The 20 million-dollar car­rot dangled by the Minister of Education would have made a little more sense as the contact hours would have increased and some measure of equity for the disadvantaged would have been introduced into the discussion. Under those cir­cumstances, no one would have begrudged the $900 per day which the school Principals would have earned.
Regrettably, the conver­sation is not about the chil­dren, not even about the stakeholders. This is what is disturbing because the date setting is not even the con­versation that these educa­tors should be having.
All educators know that the purpose of any form of assessment is to test knowl­edge retention and transfer it in a way that is valid, reli­able and standardized. This is the first class of students who are disadvantaged be­cause of uncertainty con­cerning the date for their assessment. There is a psy­chological fallout that is bound to manifest in some of our students and no one seems concerned enough to speak about that.
I am yet to hear how these educators propose to deal with the stress that is sure to come from hurrying our children to digest large amounts of information which they will be expected to regurgitate sometime be­tween July and who knows exactly when. Our learned educators have not placed that on the table for consid­eration.
Not even the Minister of Education has positioned the ill effects of content in­gestion which will affect memory and the building of understanding.
Yet he wants us to believe that he has our children’s in­terest at heart!
I want to know whether the exams are going to take into consideration the fact that the curriculum was in­complete and whether an agreement was made as to how the exams will be set to accommodate this phe­nomenon. Has there been any conversation on how to modify the curriculum to suit the adjusted term?
It is painful with all the challenges to listen to our educators. Rather than spend 20 million dollars on the teachers as a stipend, I was hoping that someone would have directed the Minister to use this money to provide books for these “new normal” children or to improve access to digital devices if this is a proposed new mode of delivery of education.
Parents would start sav­ing money from June to Au­gust to buy their children’s books but they were out of jobs, locked down at home, no income was forthcom­ing, no pandemic or any other grant. Our educators for once did not even put the interests of our children above their selfish greed.

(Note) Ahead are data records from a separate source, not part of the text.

PR #2750, opened 2019-08-20
Block header parsing tool: GSoC 2019

aru31:
gr_blocktool: Also known as the block header parsing tool, this tool automatically parses any GNU Radio or OOT block header.
- Parse any GNU Radio or OOT header file with just the `file-path` as an input.
- Parse a complete header directory with `directory-path` as the input.
- Get the output in the form of a YAML or a JSON file.
- Add blocktool comments automatically in the header file from the implementation file. (Blocktool comments are the special comment syntax in the block header files which is read by the tool to get all the necessary information for the I/O signatures, message-ports which otherwise were not available because of the missing header implementation file).
- Blocktool API can also be called from modtool.
- Modtool `makeyaml` subcommand along with -b flag and a file-path as the input can be used to create YAML files for the GRC.
- YAML output is much better using the blocktool API.
- Blocktool can be also be used as an independent API which thus can be used to
parse a block header file during runtime.


aru31:
@skoslowski @primercuervo

primercuervo:
@marcusmueller we had our review rounds during development in the fork, but this seems all good to be review'd here. Please let us know what kind of support is needed to get this merged here

PR #2756, opened 2019-08-23
Patch FindQwt.cmake to work on ArchLinux

SpectreJan:
Supercedes issue 2545 partly. It adds the (plain) qwt to the find_library call but preserves the original search order. Tested on Manajaro 18.10rc3 and it is enough to build GNU Radio without adding additional CMAKE (cmdline) flags during the configure part. 

 have not looked at the other changes made in 2545 to FindQwt.cmake but for now it seems to solve build issues on Arch and adhering to the change requests made to the original commt in issue 2545.


marcusmueller:
cherry-picked manually.

PR #2768, opened 2019-08-28
runtime: fixup errors from clang-tidy changes

bastibl:
introduced in https://github.com/gnuradio/gnuradio/commit/c6cb3bbc35153a9635d69eddab0d252f7441b854

Since `d_rpc_vars` is of type `std::vector<boost::any>` the sptr was not constructed as before.


marcusmueller:
'doh. Yes, thanks.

What is the supervisory arrangement for these stu­dents after they have com­pleted this exam in August or October and how long will they have to remain at home before the SEA results are declared?
How will that be organ­ised since parents will be back out to work and elder siblings will be back out to school? Are we thinking and making plans to treat with this social impact?
I am appalled at the lack of preparedness of the Min­istry, the greed of the prin­cipals and the selfishness of our teachers – the collective education system – and its inability to identify the real issues impacting on educa­tion for our children.
Sacrifices have to be made and my only hope is that whatever is decided does not become a source of frustration that would lead to further truancy and delin­quent behaviour from which we may never recover.
COVID-19 has unearthed many cracks in our country, including in education.